To simulate the post-retouching process of VR visual detail images, the action space is divided into discrete action space \(B_{1}\) (selection of retouching operators) and continuous action space \(B_{2}\) (range of random variables of operators). Therefore, the above VR vision detail enhancement strategy \(z\) consists of two parts: stochastic strategy \(z_{1}\) and deterministic strategy \(z_{2}\). \(z_{1}\) is the probability distribution of the selection of VR scene detail enhancement action \(b_{1}\) in the current state, and \(z_{2}\) is the selection of the optimal parameter \(b_{2}\) within the value range of the action after selecting an action. The advantage actor-critic (A2C) algorithm was used to optimize the above VR visual detail enhancement strategy. The algorithm framework mainly consists of two policy networks (stochastic policy network, deterministic policy network) and value network. The value network critic approximates the state value function \(V^{z}\), and the dual-strategy network actor updates the VR vision detail enhancement strategy according to the state-action value function \(G^{z}\) and dominance function \(B^{z}\) respectively, and obtains the reasonable probability and optimal parameter value of selecting each action in each state.
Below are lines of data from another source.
PR #635, opened 2024-06-04
Fix final line ending

vinc:
The previous PR #632 introduced an issue on empty files, because `"".split('\n')` would produce `[""]` whereas `"".lines()` would produce `[]` resulting in a panic on the editor and the viewer.

We can add back an empty line if a file contains no lines, but it's also the occasion to deal with something that could be improved: in POSIX the last line of a file must end with a newline, and this make sense so MOROS follows this rule. But the editor would explicitely show an empty line at the end of every file to save this trailing newline chars. And when editing a file you'd have to remember to always leave an empty line at the end.

In general it seems better to make that final newline implicit and avoid displaying an empty line at the end of every files.

The only caveat is that on some occasions we might want to produce a file without a trailing newline. This will now be impossible, we'll see if it's needed in the future and revisit that decision then. It could just be an option in the editor.

### DIFF
--- a/src/usr/edit.rs
+++ b/src/usr/edit.rs
@@ -56,6 +56,9 @@ impl Editor {
                 for line in contents.lines() {
                     lines.push(line.into());
                 }
+                if lines.is_empty() {
+                    lines.push(String::new());
+                }
             }
             Err(_) => {
                 lines.push(String::new());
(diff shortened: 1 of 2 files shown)


vinc:
Interesting read: https://stackoverflow.com/a/729795

PR #637, opened 2024-06-06
Fix block bitmap utilisation

vinc:
I found another issue after fixing #636. We were using only 1/8 of every block bitmap to mark allocated blocks resulting in an exception when trying to use more than one eight of the disk:

```
~
> dhcp
[23.345445] NET IP 10.0.2.15/24
[23.348445] NET GW 10.0.2.2
[23.352444] NET DNS 10.0.2.3

~
> dsk u -b
size: 8.0M
used: 108K
free: 7.9M

~
> time http 10.0.2.2:8000/1000kb.txt => 1
Executed 'http 10.0.2.2:8000/1000kb.txt' in 14.685895s

~
> dsk u -b
size: 8.0M
used: 1.1M
free: 6.9M

~
> time http 10.0.2.2:8000/1000kb.txt => 2
DEBUG: panicked at src/sys/fs/bitmap_block.rs:25:13:
index out of bounds: the len is 512 but the index is 512
qemu-system-x86_64: terminating on signal 2
```

PR #638, opened 2024-06-06
Fix block bitmap area calculation

vinc:
The formula used to calculate the size of the block bitmap area was not correct, resulting in blocks that cannot be allocated. This issue surfaced after #637 when using about half of the disk.

One thing to note is that this PR will likely extend the size of the block bitmap area by one or more blocks so we must increase the version number of MFS to use the old formula on existing disks.

### DIFF
--- a/doc/filesystem.md
+++ b/doc/filesystem.md
@@ -10,9 +10,9 @@ A hard drive is separated in blocks of 512 bytes, grouped into 4 areas:
     +------------+
     | Superblock | (2 blocks)
     +------------+
-    | Bitmap     | (n / (8 * 512) blocks)
+    | Bitmap     | (n blocks)
     +------------+
-    | Data       | (n blocks)
+    | Data       | (n * 512 * 8 blocks)
     +------------+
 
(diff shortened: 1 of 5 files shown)


vinc:
This PR also fixes out of space errors when we used the whole disk.

vinc:
And now when we are out of disk we get the correct numbers:

```
~
> disk usage
size: 8376320
used: 8376320
free:       0
```

The system doesn't crash, there's just no writes to disk possible.

vinc:
To test the disk I generated a number of files with precise sizes on the host like this 100 KB file:

```
$ dd if=/dev/zero of=100 bs=1024 count=100
```

Then I launched a HTTP server in the dir on the host:

```
$ python -m http.server
```

And I downloaded the file from MOROS:

```
> time http 10.0.2.2:8000/100 => 1
```

vinc:
disk-4

vinc:
This is a breaking change that is very close to the summer solstice release date of MOROS so we'll merge it after the release to have 3 months to test it before the next.

PR #653, opened 2024-09-12
Add VgaFont device

vinc:
A new device in `/dev/vga/font` will allow setting the VGA font from userspace. After that we can deprecate the whole `vga` command and remove it in the next version of MOROS.

### DIFF
--- a/doc/manual.md
+++ b/doc/manual.md
@@ -288,8 +288,8 @@ You can also set the `TZ` environment variable to use your preferred timezone:
 Add `env TZ 7200` to `/ini/boot.sh` before `shell` to save the timezone:
 
     > read /ini/boot.sh
-    vga set font /ini/fonts/zap-light-8x16.psf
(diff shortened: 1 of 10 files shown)


vinc:
There's an issue when doing `read /ini/fonts/zap-light-8x16.psf => /dev/vga/font` because `read` try to convert the file to unicode before printing it to the screen:

vga-font-bug

And `copy` doesn't work for device files.

vinc:
This change will allow writing to devices.

We could also replace `copy` with a lisp script doing the following at its core:

```janet
(write-binary (second args) (read-binary (first args)))
```

vinc:
This change allow reading binary files, so we can now do:

    > read /ini/fonts/zap-light-8x16.psf => /dev/vga/font

In addition to:

    > copy /ini/fonts/zap-light-8x16.psf /dev/vga/font

I'm not sure that the latter is the right thing because we could also expect the source to replace the destination instead of writing to it when it's a device file.

PR #654, opened 2024-09-13
Replace base64 command with encode and decode

vinc:
The `base64` command was only used as a library by the `user` command so its content can be moved to the API and we can introduce two new commands, `encode` and `decode`, that will also use the API to encode and decode files (instead of arguments).


vinc:
base64

PR #40, opened 2024-08-30
POC: feature gate for zone conceirge module

SebastianElvis:
This PR provides a PoC for the feature gate of zone concierge. In particular,

- It introduces a new module parameter `enable_integration`. If set true then integration is enabled.
- Disabling the integration means that 1) post handler will do nothing, 2) IBC channel creation with zone concierge is disabled, and 3) inclusion proofs won't be generated. Here 1 disables phase-1 timestamping integration, and 2/3 disables phase-2 timestamping integration.

Excluding the proto/swagger stuff, this is a change of 30 LoCs. Some modifications might not be necessary but adding them for being extra cautious.

This feature gate is already reflected in failed unit/timestamping e2e tests -- by default zone concierge no longer indexes IBC headers, or approves any IBC channel creation request.


KonradStaniec:
so there are few specific things that worry me about this approach:
1. By putting new field in params we need to do the upgrade from `TGE` chain to now contain his modified version of params.
2. By putting the enable/disable flag to parameters we signal that integration can be enabled/disabled at will. So in theory it could be enabled in phase-2 if validators wanted it, even though this would be un-tested code path which we do not intend to support.
3. (This may be my hazy understading of timestamping integration, so correct me if I am wrong 😅 ) If we disable proofs generation, wouldn't be need to backfill those in upgrade eitherway ?


What your opinion on having `EnableIntegration` flag hardcoded in binary at app.go level ?  Then:
- we do not need upgrade
- there is not way to enable it without releasing new version
- for ibc messages we can disable routing at app.go level which seems like safer option i.e instead of:
```
	ibcRouter := porttypes.NewRouter().
		AddRoute(ibctransfertypes.ModuleName, transferStack).
		AddRoute(zctypes.ModuleName, zoneConciergeStack).
		AddRoute(wasmtypes.ModuleName, wasmStack)
```
have:
```
	ibcRouter := porttypes.NewRouter().
		AddRoute(ibctransfertypes.ModuleName, transferStack).
		AddRoute(wasmtypes.ModuleName, wasmStack)


	if !EnableIntegration {
		ibcRouter = ibcRouter.AddRoute(zctypes.ModuleName, zoneConciergeStack)
	}
```

SebastianElvis:
Good point. Since genesis params are not expected to be changed, maybe it's not a good idea to touch it via software upgrade. 

Compared to having one more storage for it, maybe having a public bool variable in `app.go` is more lightweight and cleaner? This achieves the same thing, does not require us to wire this storage in upgrade handlers, and allows us to enable testing integration stuff using tricks like https://github.com/babylonlabs-io/babylon/blob/7315714451e741fb9b92f92e0f5446f671400c70/app/e2e_include_upgrades.go. Wdyt?

KonradStaniec:
>Compared to having one more storage for it, maybe having a public bool variable in app.go is more lightweight and cleaner? This achieves the same thing, does not require us to wire this storage in upgrade handlers, and allows us to enable testing integration stuff using tricks like https://github.com/babylonlabs-io/babylon/blob/7315714451e741fb9b92f92e0f5446f671400c70/app/e2e_include_upgrades.go. Wdyt?

yep hardcoding constant `EnableIntegration` is probably easiest and cleanest way to feature gate this whole module.

SebastianElvis:
OK, modified this PoC to define a global boolean variable `var EnableIntegration = false` as feature gate, and gated the inclusion of zone concierge in IBC router. Seems to be much cleaner now

x/zoneconcierge/types/params.go
```diff
@@ -4,6 +4,10 @@ import (
 	"fmt"
 )
 
+var (
+	EnableIntegration = false
```
RafilxTenfen, line 8: this is not a const, because it can be modified by tests?

SebastianElvis: Yes this is intentional. I wanted to enable tests when the build tag `e2e` is enabled. This way we can keep all timestamping e2e tests running while disabling integration in real deployments

SebastianElvis:
I have updated this PR according to the comments, including:

- feature-gating the GRPC queries and messages in Zone Concierge module
- enabling integration for test environments so that all existing tests still work
- adding a new fuzz test for ensuring the correct behaviours of {IBC, PostHandler, queries, message servers} when the feature gate is true/false

Please feel free to take a look again. Let me know if you want to see an end-to-end test.

PR #43, opened 2024-08-30
chore: e2e init chain upgrade

RafilxTenfen:
- Did not modified params
- fix e2e-init-chain to specific version `544386204a860ee7159923b3d34174d0cf8c6049` current main before proto changes to check https://github.com/babylonlabs-io/babylon/pull/41

#42 contains also the changes from this PR + proto changes for retro compatibility


RafilxTenfen:
close in favor of https://github.com/babylonlabs-io/babylon/pull/54

PR #46, opened 2024-09-02
feat: add e2e-init-chain

RafilxTenfen:
Add e2e-init-chain, it is necessary for e2e testing in new releases to have the init chain with the same proto versions used at the v09 bin


contrib/images/e2e-initialization/init.Dockerfile
```diff
@@ -0,0 +1,39 @@
+FROM golang:1.21 as build-env
+
+ARG E2E_SCRIPT_NAME
+
+# Copy All
+WORKDIR /go/src/github.com/babylonlabs-io/babylon
+COPY ./ /go/src/github.com/babylonlabs-io/babylon/
```
KonradStaniec, line 7: doesn't it need to be:

```
# Version to build. Default is empty
ARG VERSION

# Copy All
WORKDIR /go/src/github.com/babylonlabs-io/babylon
COPY ./ /go/src/github.com/babylonlabs-io/babylon/

# Handle if version is set
RUN if [ -n "${VERSION}" ]; then \
        git fetch origin ${VERSION}; \
        git checkout -f ${VERSION}; \
    fi

```

i.e we should be able to configure binary version here ?

contrib/images/Makefile
```diff
@@ -1,20 +1,31 @@
...
+		--build-arg BUILD_TAGS="e2e"
 
 babylond-rmi:
 	docker rmi babylonlabs-io/babylond 2>/dev/null; true
 
+e2e-init-chain-rmi:
+	docker rmi babylonlabs-io/babylond-e2e-init-chain --force 2>/dev/null; true
+
+e2e-init-chain:
+	docker build -t babylonlabs-io/babylond-e2e-init-chain --build-arg E2E_SCRIPT_NAME=chain --platform=linux/x86_64 \
```
KonradStaniec, line 20: I wonder whether ` --platform` shouldn't be configurable by some env variable, as when I run test locally on arm mac those fail due to native binding to bls libraries and changing platform fixes that

test/e2e/configurer/chain/queries.go
```diff
@@ -413,3 +415,54 @@ func (n *NodeConfig) QueryWasmSmartObject(contract string, msg string) (resultOb
 	}
 	return resultObject, nil
 }
+
+func (n *NodeConfig) QueryProposal(proposalNumber int) govtypesv1.QueryProposalResponse {
```
KonradStaniec, line 419: I wonder whether all of those commands are necessary, from what I can tell they are not used in any way ?

contrib/images/e2e-initialization/init.Dockerfile
RafilxTenfen: since we want this fixed version for testing, we don't need to have the version argument

contrib/images/Makefile
RafilxTenfen: I did not know that, I will add --platform tag to docker builds

test/e2e/configurer/chain/queries.go
RafilxTenfen: nop, they are mostly not needed 
just changes were applied when cherry picked, I will remove unused funcs

RafilxTenfen: done at https://github.com/babylonlabs-io/babylon/pull/46/commits/4bf9af900da69442dcb80d365c8e43b064ce0b3a

contrib/images/Makefile
RafilxTenfen: Can you check if this https://github.com/babylonlabs-io/babylon/pull/46/commits/997de7cfcee2063e3b92b011da73c8d467da8b3a
solved?

contrib/images/e2e-initialization/init.Dockerfile
KonradStaniec: hmm correct me if I am wrong, but I have had imagined that this is needed similiary to `babylond-before-upgrade` step.

i.e for babylon before upgrade we call :
```
	docker build --tag babylonlabs-io/babylond-before-upgrade -f babylond/Dockerfile \
    --build-arg VERSION="${BABYLON_VERSION_BEFORE_UPGRADE}" ${BABYLON_FULL_PATH}
```
to actually build the image with some old version.

I thought this will happen here too i.e
1. First init chain with the `VERSION="${BABYLON_VERSION_BEFORE_UPGRADE}"`
2. then build image before upgrade also with `VERSION="${BABYLON_VERSION_BEFORE_UPGRADE}"` 
what am I missing ?

contrib/images/Makefile
KonradStaniec: hmm I have checked it locally and got:
```
> make build-docker
/Library/Developer/CommandLineTools/usr/bin/make -C contrib/images babylond
docker rmi babylonlabs-io/babylond 2>/dev/null; true
Untagged: babylonlabs-io/babylond:latest
Deleted: sha256:7cd3d4a92eff50f5490ea0636532b3fbbcea3f5585d98fb886b1e96423614339
docker build --tag babylonlabs-io/babylond -f babylond/Dockerfile /Users/konradstaniec/Work/babylon/babylon --platform=local
[+] Building 2.0s (3/3) FINISHED                                                                                                                                    docker:desktop-linux
 => [internal] load build definition from Dockerfile                                                                                                                                0.0s
 => => transferring dockerfile: 2.22kB                                                                                                                                              0.0s
 => ERROR [internal] load metadata for docker.io/library/debian:bookworm-slim                                                                                                       2.0s
 => ERROR [internal] load metadata for docker.io/library/golang:1.21                                                                                                                2.0s
------
 > [internal] load metadata for docker.io/library/debian:bookworm-slim:
------
------
 > [internal] load metadata for docker.io/library/golang:1.21:
------
Dockerfile:1
--------------------
   1 | >>> FROM golang:1.21 AS build-env
   2 |
   3 |     # Customize to your build env
--------------------
ERROR: failed to solve: golang:1.21: no match for platform in manifest: not found
make[1]: *** [babylond] Error 1
make: *** [build-docker] Error 2
```

so it seems `--platform=local` does not really work on m1 macs 😅

KonradStaniec: thinking out loud, why do we even need this `--platform=linux/x86_64` in this particular target ? Other docker building commands do not specify this

contrib/images/e2e-initialization/init.Dockerfile
RafilxTenfen: We will have `VERSION` argument on main branch, that is to go to another version, here it will not be used to move to another version because this is already the fixed version we need to test 

But if you feel more comfortable I could add it

KonradStaniec: lets add it for the sake of completeness, the worst case scenario it will be unused

RafilxTenfen: added version argument to dockerfile 
https://github.com/babylonlabs-io/babylon/pull/46/commits/26a3fc93d9cf559e695d76a676c519542dde35c5

At the makefile to build the docker I did not set any argument

PR #52, opened 2024-09-03
feat: add comprehensive test suite for staking msg validation

KonradStaniec:
Comprehensive table driven test suite to check validations on message validation

Update: upgrade e2e test may still fail, this will be tackled in next pr

### DIFF
--- a/x/btcstaking/types/validate_parsed_message_test.go
+++ b/x/btcstaking/types/validate_parsed_message_test.go
@@ -1,0 +1,773 @@
+package types_test
+
+import (
+	"math/rand"
+	"testing"
+	"time"
+
+	sdkmath "cosmossdk.io/math"
+	"github.com/babylonlabs-io/babylon/btcstaking"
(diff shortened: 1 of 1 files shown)


Lazar955 (approved):
Looks good, nice work!
1. It would be nice to have more comments in the helper functions
2. It would be nice to use `t.Parallel()` if possible in all self contained unit tests (this can be a setting in conf of `golangci-lint`

KonradStaniec:
>it would be nice to have more comments in the helper functions

Agreed! for now I have added docstrings to largest helper function in latest commit: https://github.com/babylonlabs-io/babylon/pull/52/commits/e00381713c9917adb56b75bf3803f9f9b3b0caec

>It would be nice to use t.Parallel() if possible in all self contained unit tests (this can be a setting in conf of golangci-lint

Agreed that ` t.Parallel()` would be good in is some heavier tests, thought here we only run some simple function calls, not sure there is big advantage of parallelising them. (and parallelising them makes the test results pritining a bit more ugly as those results as out order 😅 )

PR #55, opened 2024-09-04
Remove `x/zoneconcierge` module

KonradStaniec:
just a show case of changes necessary to remove zoneconciege module


app/upgrades/signetlaunch/upgrades.go
```diff
@@ -23,10 +23,17 @@ import (
...
+	ZoneConciergeStoreKey = "zoneconcierge"
+)
+
 var Upgrade = upgrades.Upgrade{
 	UpgradeName:          "signet-launch",
 	CreateUpgradeHandler: CreateUpgradeHandler,
-	StoreUpgrades:        store.StoreUpgrades{},
+	// Upgrade necessary for deletions of `zoneconcierge`
+	StoreUpgrades: store.StoreUpgrades{
+		Deleted: []string{ZoneConciergeStoreKey},
```
RafilxTenfen, line 35: Have we ever tested if adding this store back to another upgrade with the same key works? 
Asking this, because I never saw to delete a module to add it back later and not sure of the implications that might have 

Also, the worst case would be when adding it back with a different naming than `zoneconcierge`

KonradStaniec: tbh  later I would re-add it with different key, even `zoneconcierge1` would be fine just to avoid thinking about this case 😅

CHANGELOG.md
```diff
@@ -37,6 +37,9 @@ The format is based on [Keep a Changelog](https://keepachangelog.com/en/1.0.0/)
 
 ## Unreleased
 
+* [#55](https://github.com/babylonlabs-io/babylon/pull/55) Remove `x/zoneconcierge`
```
SebastianElvis, line 40: This needs to be marked as consensus breaking

test/e2e/btc_timestamping_e2e_test.go
SebastianElvis, line 1: what do you think about removing this e2e test completely? it's not a part of user stories for phase-2

SebastianElvis (approved):
Lgtm. The following things can be removed as well

- `e2e-run-btc-timestamping` in CI (if we want to remove this e2e)
- relevant Makefile entries

test/e2e/btc_timestamping_e2e_test.go
KonradStaniec: tbh I am leaning to leaving it as:
- it test finalization of several epochs by `FinalizeSealedEpochs` in `Test4GenerateAndWithdrawReward` test
- tests that out cosmowasm custom queries work as expected in `Test5Wasm`
- tests rewards for vigilantes in `Test6InterceptFeeCollector` (though this will probably change when tokenomics story lands)

PR #56, opened 2024-09-05
Fix typo update README

Olexandr88:
Fix typo update README


RafilxTenfen:
I think that it is suppose to be `babylond` where it is the Babylon daemon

The state function \(V\) and the policy function \(z = \left( {z_{1} ,z_{2} } \right)\) are approximated by the convolutional neural network \(V^{\omega }\) and \(z^{{\left( {\theta_{1} ,\theta_{2} } \right)}}\), respectively, where \(\omega\) and \(\theta = \left( {\theta_{1} ,\theta_{2} } \right)\) are the learning parameters of the value network and the two-strategy network, respectively. The time difference (TD) error is used as an unbiased estimate of the dominance function to approximate the gain of a certain state. In practical applications, the TD error \(\delta\) is approximated using a value network to reduce parameters and improve the stability of training, that is

$$\delta \left( {q_{t} ,q_{t + 1} ;\omega } \right) = r\left( {q_{t} ,b_{t} } \right) + \lambda \gamma V\left( {H\left( {q_{t} ,b_{t} } \right);\omega } \right) - V\left( {q_{t} ;\omega } \right).$$
(25)

Optimize the value network by minimizing \(l_{\omega }\)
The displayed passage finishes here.